Other safety information with rosiglitazone and pioglitazone
 
Contraindications
Rosiglitazone and pioglitazone are contraindicated in patients with:

  • known hypersensitivity to rosiglitazone or to any of the excipients  
  • cardiac failure or history of cardiac failure (NYHA class I to IV) 
  • hepatic impairment.

Pioglitazone is also contra-indicated in diabetic ketoacidosis. 

Special warnings and precautions for use
In addition to the current safety information given above, other warnings and special precautions for use with rosiglitazone and pioglitazone include the risk of weight gain, anaemia (or reduction in haemoglobin and haematocrit), and hypoglycaemia (in combination with sulphonylurea or insulin). 

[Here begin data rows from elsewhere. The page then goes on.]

PR #235, opened 2019-09-24
Add metrics to BCStateTran

andrewjstone:
This commit adds and initializes and updates metrics for BCStateTran.

### DIFF
--- a/bftengine/src/bcstatetransfer/BCStateTran.cpp
+++ b/bftengine/src/bcstatetransfer/BCStateTran.cpp
@@ -11,35 +11,27 @@
 // terms and conditions of the subcomponent's license, as noted in the LICENSE
 // file.
 
-#include <cassert>
 #include <algorithm>
 #include <chrono>
-#include <iostream>
 #include <list>
 #include <set>
 #include <string>
+#include <sstream>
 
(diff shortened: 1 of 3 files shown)


bftengine/src/bcstatetransfer/BCStateTran.cpp
```diff
@@ -153,13 +145,77 @@ BCStateTran::BCStateTran(
     maxNumOfChunksInVBlock_{calcMaxNumOfChunksInBlock(maxItemSize_, config.maxBlockSize, config.maxChunkSize, true)},
     maxNumOfStoredCheckpoints_{0},
     numberOfReservedPages_{0},
-    randomGen_{randomDevice_()} {
+    randomGen_{randomDevice_()},
+    metrics_component_{concordMetrics::Component("bc_state_transfer",
+                                                  std::make_shared<concordMetrics::Aggregator>())},
+
+    // We must make sure that we actually initialize all these metrics in the
+    // correct order!
```
beerriot: I'd suggest replacing "correct order" with "same order as defined in the header file", to make the intention clearer.

andrewjstone: Fixed and rebased.

PR #243, opened 2019-10-14
Fix release build

no2chem:
This PR fixes several unused variable errors when concord-bft is built in release mode.

This is due to the use of variables which are only used in assert() statements.
To turn off the warning, I've added ``__attribute__((unused))`` to these variables to prevent the errors from being emitted, which appears to be the preferred way to suppress this issue without C++17's ``[[maybe_unused]]`` attribute.

In the future, CI should build both for debug and release.

### DIFF
--- a/bftengine/src/communication/TlsTCPCommunication.cpp
+++ b/bftengine/src/communication/TlsTCPCommunication.cpp
@@ -716,7 +716,7 @@ class AsyncTlsConnection : public
                            bool first) {
     // if first is true - we came from partial reading, no timer was started
     if(!first) {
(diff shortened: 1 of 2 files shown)


no2chem:
@andrewjstone ah, yeah, forgot about -NDEBUG. Good to know, might use that to get the release build in the concord repository working, but it's always good to have the vanilla release build work as well.

andrewjstone:
> it's always good to have the vanilla release build work as well.

Yes indeed. This is a useful patch. Our users will not get confused or deterred this way! Much appreciated.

Liver enzymes should be checked before starting treatment with rosiglitazone and pioglitazone in all patients and periodically thereafter based on clinical judgement. 

Rosiglitazone and pioglitazone treatment might cause ovulation to resume in patients who are anovulatory because of insulin resistance. Therefore, these patients may be at risk of pregnancy.  

Rosiglitazone and pioglitazone should be used with caution during concomitant use of medicines that inhibit the CYP2C8 enzyme (e.g. gemfibrozil) or induce it (e.g. rifampicin).  

Rosiglitazone and pioglitazone tablets contain lactose and therefore should not be given to patients with rare hereditary galactose intolerance, the Lapp lactase deficiency or glucose-galactose malabsorption. 

Rosiglitazone should be used with caution in patients with severe renal insufficiency   

This is not a complete list of the safety information of rosiglitazone and pioglitazone. For further information healthcare professionals should refer to the Summary of Product Characteristics, and patients should refer to the patient information leaflet that is given with these medicines.